This month’s theme at The Autism Helper is centers and October is the perfect time of year to establish the centers in your classroom. School has been in session for about a month, you have gotten to know your students and they know their schedules, so now it’s time to get to work! I will be explaining how I set up my content (science and social studies) center…
1. Decide Who, What & Where
Who will run the station?
When I created a content center, I knew I wanted a paraprofessional to run this station because I wanted to be able to run the reading and math stations.
What curriculum will be used? What is the purpose of the station?
The curriculum I am using at the content station is The Autism Helper’s Science Leveled Daily Curriculum and Social Studies Leveled Daily Curriculum. I wanted the students to get exposure to science and social studies concepts outside of their specific content area goals. I also wanted students to learn how to do a written assignment (write their name, read the directions).
Where is the station within the classroom?
This station requires that students pay attention to the direct instruction, so I chose to put this station at a table. Students will also need the worksheets, so I decided to keep them in binders for most students at the center. I made sure it was near a bookshelf so the binders could be stored there.
2. Test It Out
Something new I’m trying this year with all paraprofessional run stations is running it myself at first and then having a paraprofessional take over. This gives me as the teacher the opportunity to work out any issues before a paraprofessional runs the station. It also allows me to see what level of work to eventually have for each student at the station. I’m doing this for one week and found time when I had groups of students at speech to have my paraprofessional observe me running the station.
This year, I started all the students on Level 1 of the Science and Social Studies Daily Leveled Curriculum. I did this so the students could focus on learning how to do the station as opposed to the content. Once students know how to work at the station, then slowly get set up the appropriate level for each group.
When you test out a center beforehand, you as the teacher are able to determine the appropriate modifications and accommodations for each student. Foe example, I have some students who are not consistently writing or tracing without maximum prompting. For theses students, I am going to make the Level 1 Science Daily Curriculum File Folder Activities in order to include these students at the content station. The Level 1 Daily Curriculum File Folder Activities are also available for the Social Studies Curriculum. For my students with visual impairments, I have tactile items at the station for them to be able to understand the concepts. For example, I have items of different shapes and different sizes to teach the concept of same and different at the station. I also have a topographical globe to teach the Level 1 Social Studies vocabulary.
3. Establish a Routine
Once you have tried out the station, establish a routine that students can easily follow. This makes it easier for the paraprofessional to take over, especially if your students are rule followers! Students will know the correct way the station should run, making it easier for the paraprofessional to run it the way it was intended.
4. Find a Place for Everything
For any station, it is important to have designated places for student and staff materials. Items should be easily accessible for students and paraprofessionals so that the station can start right away when students come over.
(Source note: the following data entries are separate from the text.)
PR #2721, opened 2022-07-29
shorten pair expd and expdcom

wlammen:
1. The proof steps of expd contain expdcom as a subproof.  Reorder the theorems and base expd on expdcom to save in total 5 proof bytes / 1 essential proof step.
2. I accidentally visited a theorem which I had shortened twice.  It was recently decided to let just the latest label survive in the credits section.  I am not going to clean up that issue systematically, but randomly, as I notice it in the course of other work.

### DIFF
--- a/discouraged
+++ b/discouraged
@@ -15675,6 +15675,8 @@ New usage of "exlimexi" is discouraged (2 uses).
 New usage of "exlimiOLD" is discouraged (1 uses).
 New usage of "exlimihOLD" is discouraged (0 uses).
 New usage of "expcomdg" is discouraged (0 uses).
+New usage of "expdOLD" is discouraged (0 uses).
+New usage of "expdcomOLD" is discouraged (0 uses).
 New usage of "extwwlkfablem1OLD" is discouraged (0 uses).
 New usage of "f1cofveqaeqALT" is discouraged (0 uses).
 New usage of "f1oweALT" is discouraged (0 uses).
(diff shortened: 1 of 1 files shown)


set.mm
```diff
@@ -4300,10 +4300,25 @@ inference eliminates the need for a syllogism ( ~ syl ) -type inference
       ( ex com12 ) ABCABCDEF $.
   $}
 
+  ${
+    expdcom.1 $e |- ( ph -> ( ( ps /\ ch ) -> th ) ) $.
+    $( Commuted form of ~ expd .  (Contributed by Alan Sare, 18-Mar-2012.)
+       Shorten ~ expd .  (Revised by Wolf Lammen, 28-Jul-2022.) $)
```
benjub, line 4306: That line seems redundant since the mention of your shortening already appears in the comment of ~expd.

benjub (approved):

set.mm
wlammen: I added it to indicate the date and incentive of the latest proof change.  I am not in particular keen on letting my name appear there.  Something like 'Last modified on 28-Jul-2022.' would be just fine, and help anyone interested in the evolution of a theorem proof.  But that has to be agreed upon.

I have colored thin-tipped Expo makers at the station so that the paraprofessional can put a copy of the student worksheet into a clear, top-loading sheet in order to demonstrate. Having the students binders in an easily accessible place is also helpful for students to gain independence and take responsibility for their learning materials.
Also make sure to keep reference sheets for students in an easily accessible place. I put mine in a magnetic pouch on the side of a cabinet near the station and the students’ content binders.
5. Make a Cheat Sheet
Making short, simple one-page guide to any station is helpful for you and the paraprofessional running the station. It can prevent a lot of talking across the classroom, extensive training where you and the paraprofessional are both at the station and you leaving your teacher run station to clarify procedures. Also making a “cheat sheet” helps if there is a substitute or if you have to change paras in the middle of the school year. My cheat sheet includes the following:
- Purpose of the station (very important to clarify if your intention for the station is to be independent)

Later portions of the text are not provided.